-- Material supplied --

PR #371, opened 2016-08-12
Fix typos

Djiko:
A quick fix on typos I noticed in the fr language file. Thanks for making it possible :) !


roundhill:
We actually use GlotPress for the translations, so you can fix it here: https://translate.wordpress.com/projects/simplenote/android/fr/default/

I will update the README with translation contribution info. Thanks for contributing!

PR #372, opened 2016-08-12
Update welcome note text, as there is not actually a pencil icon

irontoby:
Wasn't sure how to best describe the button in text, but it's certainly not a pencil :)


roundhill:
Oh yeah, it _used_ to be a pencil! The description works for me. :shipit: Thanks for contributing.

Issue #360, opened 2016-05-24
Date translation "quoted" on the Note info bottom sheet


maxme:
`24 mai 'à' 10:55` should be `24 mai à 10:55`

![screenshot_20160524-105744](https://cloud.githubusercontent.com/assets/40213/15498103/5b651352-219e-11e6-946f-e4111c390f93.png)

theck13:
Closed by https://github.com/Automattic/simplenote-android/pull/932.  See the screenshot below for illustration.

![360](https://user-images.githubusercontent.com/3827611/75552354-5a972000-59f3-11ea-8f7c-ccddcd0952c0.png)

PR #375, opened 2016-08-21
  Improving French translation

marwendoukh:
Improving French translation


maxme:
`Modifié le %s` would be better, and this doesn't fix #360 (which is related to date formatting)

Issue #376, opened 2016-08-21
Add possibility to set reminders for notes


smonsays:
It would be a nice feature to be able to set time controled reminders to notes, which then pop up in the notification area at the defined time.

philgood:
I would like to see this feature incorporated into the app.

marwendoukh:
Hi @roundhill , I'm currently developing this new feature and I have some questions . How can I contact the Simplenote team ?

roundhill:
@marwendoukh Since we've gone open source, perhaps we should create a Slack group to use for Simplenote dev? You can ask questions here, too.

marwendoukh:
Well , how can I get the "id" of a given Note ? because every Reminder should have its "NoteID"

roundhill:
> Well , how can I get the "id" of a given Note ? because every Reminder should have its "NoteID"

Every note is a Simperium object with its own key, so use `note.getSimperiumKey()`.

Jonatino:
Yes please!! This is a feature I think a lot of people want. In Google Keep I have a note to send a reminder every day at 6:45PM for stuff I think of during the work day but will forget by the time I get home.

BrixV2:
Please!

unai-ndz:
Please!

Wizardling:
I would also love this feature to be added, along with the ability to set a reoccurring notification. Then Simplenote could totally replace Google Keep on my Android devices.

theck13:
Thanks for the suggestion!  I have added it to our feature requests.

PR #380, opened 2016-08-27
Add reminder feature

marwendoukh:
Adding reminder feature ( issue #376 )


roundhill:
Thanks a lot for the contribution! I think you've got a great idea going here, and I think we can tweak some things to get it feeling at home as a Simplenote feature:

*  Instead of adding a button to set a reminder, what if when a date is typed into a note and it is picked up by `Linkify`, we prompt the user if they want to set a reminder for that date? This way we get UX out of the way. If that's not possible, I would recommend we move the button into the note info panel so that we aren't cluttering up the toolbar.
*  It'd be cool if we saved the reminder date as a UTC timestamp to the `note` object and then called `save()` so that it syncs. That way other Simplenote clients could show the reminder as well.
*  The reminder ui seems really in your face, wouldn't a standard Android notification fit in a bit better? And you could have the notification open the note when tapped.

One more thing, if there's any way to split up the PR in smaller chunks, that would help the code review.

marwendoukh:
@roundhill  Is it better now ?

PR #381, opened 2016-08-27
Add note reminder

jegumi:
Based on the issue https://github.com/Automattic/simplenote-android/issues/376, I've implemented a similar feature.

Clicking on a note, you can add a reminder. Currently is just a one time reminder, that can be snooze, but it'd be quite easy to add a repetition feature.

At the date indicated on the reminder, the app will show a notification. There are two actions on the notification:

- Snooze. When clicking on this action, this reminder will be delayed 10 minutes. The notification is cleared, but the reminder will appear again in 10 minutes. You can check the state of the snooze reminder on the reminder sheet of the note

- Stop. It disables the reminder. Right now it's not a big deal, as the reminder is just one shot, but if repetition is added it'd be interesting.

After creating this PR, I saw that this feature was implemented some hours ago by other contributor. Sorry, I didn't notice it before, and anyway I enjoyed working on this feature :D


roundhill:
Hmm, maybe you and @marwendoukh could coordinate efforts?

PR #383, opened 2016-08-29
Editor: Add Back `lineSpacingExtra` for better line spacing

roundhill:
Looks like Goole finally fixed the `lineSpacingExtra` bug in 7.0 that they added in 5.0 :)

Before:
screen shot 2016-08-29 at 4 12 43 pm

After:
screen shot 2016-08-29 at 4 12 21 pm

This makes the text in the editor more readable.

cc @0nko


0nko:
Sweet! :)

---

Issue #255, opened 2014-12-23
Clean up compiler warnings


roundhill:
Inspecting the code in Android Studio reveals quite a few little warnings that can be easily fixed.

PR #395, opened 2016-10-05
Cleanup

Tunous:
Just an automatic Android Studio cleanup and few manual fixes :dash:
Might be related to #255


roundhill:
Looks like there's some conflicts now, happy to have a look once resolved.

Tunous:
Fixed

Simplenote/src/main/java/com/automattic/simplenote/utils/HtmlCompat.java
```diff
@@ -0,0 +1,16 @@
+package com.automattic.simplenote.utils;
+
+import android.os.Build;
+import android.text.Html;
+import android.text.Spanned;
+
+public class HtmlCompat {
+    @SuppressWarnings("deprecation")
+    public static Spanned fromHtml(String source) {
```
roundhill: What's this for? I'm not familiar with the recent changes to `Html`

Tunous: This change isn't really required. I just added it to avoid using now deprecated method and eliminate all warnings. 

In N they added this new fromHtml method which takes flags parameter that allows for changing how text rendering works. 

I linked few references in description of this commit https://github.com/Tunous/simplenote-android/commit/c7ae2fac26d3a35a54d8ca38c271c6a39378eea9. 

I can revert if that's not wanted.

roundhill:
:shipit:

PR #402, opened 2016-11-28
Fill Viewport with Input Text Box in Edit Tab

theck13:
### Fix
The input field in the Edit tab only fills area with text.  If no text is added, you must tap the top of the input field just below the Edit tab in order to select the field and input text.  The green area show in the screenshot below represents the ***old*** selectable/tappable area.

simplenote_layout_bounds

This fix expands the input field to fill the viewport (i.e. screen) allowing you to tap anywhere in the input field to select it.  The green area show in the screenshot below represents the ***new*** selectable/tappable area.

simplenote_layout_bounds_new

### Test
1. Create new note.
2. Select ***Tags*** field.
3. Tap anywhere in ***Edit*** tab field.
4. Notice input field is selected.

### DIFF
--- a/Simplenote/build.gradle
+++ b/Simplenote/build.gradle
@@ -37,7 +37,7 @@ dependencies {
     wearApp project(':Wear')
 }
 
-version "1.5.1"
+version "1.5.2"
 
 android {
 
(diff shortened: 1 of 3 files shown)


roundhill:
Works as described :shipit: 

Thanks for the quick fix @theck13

--

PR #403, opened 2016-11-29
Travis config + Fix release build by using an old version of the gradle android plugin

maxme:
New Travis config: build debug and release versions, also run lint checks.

-- Work order --
Everything from the line containing "Tunous: This change" through the line containing "Thanks for the quick fix @theck13" in the material above should be retyped exactly, both ends included, and nothing more.

-- Answer to this problem --
Tunous: This change isn't really required. I just added it to avoid using now deprecated method and eliminate all warnings. 

In N they added this new fromHtml method which takes flags parameter that allows for changing how text rendering works. 

I linked few references in description of this commit https://github.com/Tunous/simplenote-android/commit/c7ae2fac26d3a35a54d8ca38c271c6a39378eea9. 

I can revert if that's not wanted.

roundhill:
:shipit:

PR #402, opened 2016-11-28
Fill Viewport with Input Text Box in Edit Tab

theck13:
### Fix
The input field in the Edit tab only fills area with text.  If no text is added, you must tap the top of the input field just below the Edit tab in order to select the field and input text.  The green area show in the screenshot below represents the ***old*** selectable/tappable area.

simplenote_layout_bounds

This fix expands the input field to fill the viewport (i.e. screen) allowing you to tap anywhere in the input field to select it.  The green area show in the screenshot below represents the ***new*** selectable/tappable area.

simplenote_layout_bounds_new

### Test
1. Create new note.
2. Select ***Tags*** field.
3. Tap anywhere in ***Edit*** tab field.
4. Notice input field is selected.

### DIFF
--- a/Simplenote/build.gradle
+++ b/Simplenote/build.gradle
@@ -37,7 +37,7 @@ dependencies {
     wearApp project(':Wear')
 }
 
-version "1.5.1"
+version "1.5.2"
 
 android {
 
(diff shortened: 1 of 3 files shown)


roundhill:
Works as described :shipit: 

Thanks for the quick fix @theck13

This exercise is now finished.